Untangling Energy Consumption Dynamics with Renewable Energy Using Recurrent Neural Network

Abstract

The environmental issues we are currently facing require long-term prospective efforts for sustainable growth. Renewable energy sources seem to be one of the most practical and efficient alternatives in this regard. Understanding a nation’s pattern of energy use and renewable energy production is crucial for developing strategic plans. No previous study has been performed to explore the dynamics of power consumption with the change in renewable energy production on a country-wide scale. In contrast, a number of deep learning algorithms have demonstrated acceptable performance while handling sequential data in the era of data-driven predictions. In this study, we developed a scheme to investigate and predict total power consumption and renewable energy production time series for eleven years of data using a recurrent neural network (RNN). The dynamics of the interaction between the total annual power consumption and renewable energy production were investigated through extensive exploratory data analysis (EDA) and a feature engineering framework.
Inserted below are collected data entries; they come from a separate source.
PR #9190, opened 2020-06-03
Fix results screen crashing for beatmaps with no online ID

swoolcock:
Likely regressed in #9086 

Logic taken from `ScoresRequest.getScores()`

### DIFF
--- a/osu.Game.Tests/Visual/Ranking/TestSceneResultsScreen.cs
+++ b/osu.Game.Tests/Visual/Ranking/TestSceneResultsScreen.cs
@@ -36,12 +36,14 @@ namespace osu.Game.Tests.Visual.Ranking
                 Beatmap.Value = beatmaps.GetWorkingBeatmap(beatmapInfo);
         }
 
-        private TestSoloResults createResultsScreen() => new TestSoloResults(new TestScoreInfo(new OsuRuleset().RulesetInfo));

The performance of the model was found to be satisfactory through the comparison of the predicted data with the observed data, the visualization of the distribution of the errors and root mean squared error (RMSE), and the R2 values of 0.084 and 0.82. Higher performance was achieved by increasing the number of epochs and hyperparameter tuning. The proposed framework has the potential to be used and transferred to investigate the trend of renewable energy production and power consumption and predict future scenarios for different communities. The incorporation of a cloud-based platform into the proposed pipeline to perform predictive studies from data acquisition to outcome generation may lead to real-time forecasting.